Ambos os argumentos não deveriam ter um peso exagerado. Como sabemos, previsões de safra são apenas previsões, dependentes do humor do clima. No entanto, ainda que se concretizem – esse ano teremos, de fato, uma safra recorde – estas não deveriam sacudir tanto a trajetória do mercado no longo prazo, basicamente porque os estoques do produto seguem em um nível baixíssimo. Ou seja, uma notícia analisada fora do contexto geral, prato cheio para os especuladores, pouco diz sobre as tendências de longo prazo.
Já a crise, bem, convenhamos: não estamos diante de um fato novo. A incerteza nos acompanha há cerca de quatro anos, período em que, segundo a Organização Internacional do Café, os preços do café no varejo cresceram nos principais mercados consumidores. Uma vez mais, as características do mercado e dos seus participantes é que ajudam a explicar o desempenho do ativo.

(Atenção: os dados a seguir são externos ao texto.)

PR #522, opened 2021-08-23
Simpler language in create reusable code

### LINKED ISSUE #389: Odd reference to "Public Code" in 'Create reusable and portable code'
This Public Code reference seems out of sync with how the Standard is currently used, especially since we [never agreed a labelling convention for mature codebases](https://github.com/publiccodenet/about/issues/223) stewarded by the Foundation for Public Code.

```
Codebases used by multiple parties have broad enough value to be Public Code and are more likely to benefit from a self-sustaining community.
```

Options:

- make it generic
- add a hyperlink or inline explanation

Ainali:
Fixes #389


ericherman (approved):
indeed, "multiple parties" and "broad enough value" is repeating the idea

Issue #456, opened 2021-02-22
Awkward sentence


ElenaFdR:
From the glossary:
```
 Revisions of code can be compared with each other and it makes it easy to restore previous versions.
```
It's not clear what the "it" in the 2nd half of this sentence refers to.

Ainali:
How about rewriting it to:

> Version control makes it possible to compare revisions of code with each other, and the visual difference between revisions helps when restoring a previous version.

Ainali:
Fixed by #525

PR #525, opened 2021-09-14
Issue #456 awkward sentence

ericherman:
Awkward sentence was highlighted in https://github.com/publiccodenet/standard/issues/456

### DIFF
--- a/glossary.md
+++ b/glossary.md
@@ -69,4 +69,7 @@ In revision (or version) control systems, a repository is a data structure which
 
 ## Version control
 
-Version control is the management of changes to source code and the files associated with it. Changes are usually identified by a code, termed the *revision number* (or similar). Each revision is associated with the time it was made and the person making the change thus making it easier to retrace the evolution of the code. Revisions of code can be compared with each other and it makes it easy to restore previous versions.
+Version control is the management of changes to source code and the files associated with it.
+Changes are usually identified by a code, termed the *revision number* (or similar).
+Each revision is associated with the time it was made and the person making the change thus making it easier to retrace the evolution of the code.
+Revision control systems can be used to compare different versions with each other and to see how content has changed over time.


glossary.md
```diff
@@ -61,4 +61,4 @@ In revision (or version) control systems, a repository is a data structure which
 
 ## Version control
 
-Version control is the management of changes to source code and the files associated with it. Changes are usually identified by a code, termed the *revision number* (or similar). Each revision is associated with the time it was made and the person making the change thus making it easier to retrace the evolution of the code. Revisions of code can be compared with each other and it makes it easy to restore previous versions.
+Version control is the management of changes to source code and the files associated with it. Changes are usually identified by a code, termed the *revision number* (or similar). Each revision is associated with the time it was made and the person making the change thus making it easier to retrace the evolution of the code. Revisions of code can be compared with each other and to see how content has changed over time.
```
Ainali, line 64:
```suggestion
Version control is the management of changes to source code and the files associated with it. Changes are usually identified by a code, termed the *revision number* (or similar). Each revision is associated with the time it was made and the person making the change thus making it easier to retrace the evolution of the code. Revisions of code can be compared with each other and makes it easy to see how content has changed over time.
```

Ainali: I think you lost this part when making the change.

ericherman: I think "easy" is not quite right for most audiences; I think the text could say "easier", as a relatively small portion of people describe git as "easy".

Ainali: I buy that, but we still need one more verb in this sentence.

Ainali: This is how I read the sentence: 

```
Revisions of code

  can be compared with each other 
and 
  to see how content has changed over time.
```
Skipping the first clause makes the sentence read as "Revisions of code to see how content has changed over time."

Ainali: I changed my proposal from "makes it easy" to "used" which means that it can be parsed as:

```
Revisions of code can be

  compared with each other 
and 
  used to see how content has changed over time.
```

which makes the sentence read coherently to me.

ericherman:
On re-reading, I think we still have an awkward sentence

> Revisions of code can be compared with each other and used to see how content has changed over time.

maybe:

> Revision control systems can be used to compare different versions with each other and to see how content has changed over time.

Ainali:
Yes, I like your latest suggestion, clearer language overall.

Ainali (approved):

Issue #512, opened 2021-07-26
Criteria navigation


jgroenen:
I would really love to be able to navigate the criteria for ease of reading.
![screenshot-standard publiccode net-2021 07 26-10_47_56](https://user-images.githubusercontent.com/1716809/126961262-5550bc8f-8af6-4ad0-bc74-08b27853ad61.png)

ericherman:
Is this issue different than https://github.com/publiccodenet/standard/issues/327 ?

Ainali:
This is a really nice idea. If it's not too hard to implement, I would rather want to see something like:

[« Welcome contributors](https://standard.publiccode.net/criteria/open-to-contributions.html) · [Maintain version control »](https://standard.publiccode.net/criteria/version-control-and-history.html)

ericherman:
Yes, I agree and I hope it wouldn't be too hard to do.

@Ainali I'll schedule some hack time for us to see if an hour-or-so of shaking our fists at the tools results in a PR that does this.

ericherman:
This is now live: https://standard.publiccode.net/criteria/code-in-the-open.html and notice the "next" link to " Bundle policy and source code →"

Issue #217, opened 2019-06-02
No navigation in web version


nomorepanic:
Documentation pages usually provide the index on each page for ease of navigation; some of the finer documentations introduce the next chapter at the end and provide a link for it.

The web version has neither and this means that a reader, once finished reading has to go back to the index.

bvhme:
This is absolutely right, and comes for now mainly from trying to keep the technical system simple to use. We should definetely update this to make it more usable.

ElenaFdR:
Feedback from Code for NL meetup:
Please expose nav when you're within a page so you can see (and jump to) what the other criteria are while you're reading.

ericherman:
See also #512

ericherman:
Resolved via #535

PR #535, opened 2021-11-11
Add prev/next criteria links (#217, #512)

ericherman:
See issues #217, #512

This adds previous and next links to each criteria page, but not the
index.

In _config.yml, the syntax which was previously used to ingore the index
page was incorrect, as it would match any page starting with 'i', 'n',
'd', 'e', or 'x'. Our attempts to craft the correct way to match all but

Não devemos esperar, por sinal, aumentos consistentes na oferta no longo prazo capazes de reverter essa situação dramaticamente. A questão climática é importante, mas será sentida apenas no médio prazo por boa parte dos produtores. Na atualidade, os custos de mão de obra e de insumos é que parecem ser um limitador. Muito se diz que a oferta adicional para o mercado de café terá que vir do Brasil, e esperamos que isso ocorra, mas é inevitável: esse crescimento deverá vir acompanhado de transformações na própria organização da produção. Afinal, a cafeicultura não está isolada da sociedade, e nosso país está passando por intensas transformações.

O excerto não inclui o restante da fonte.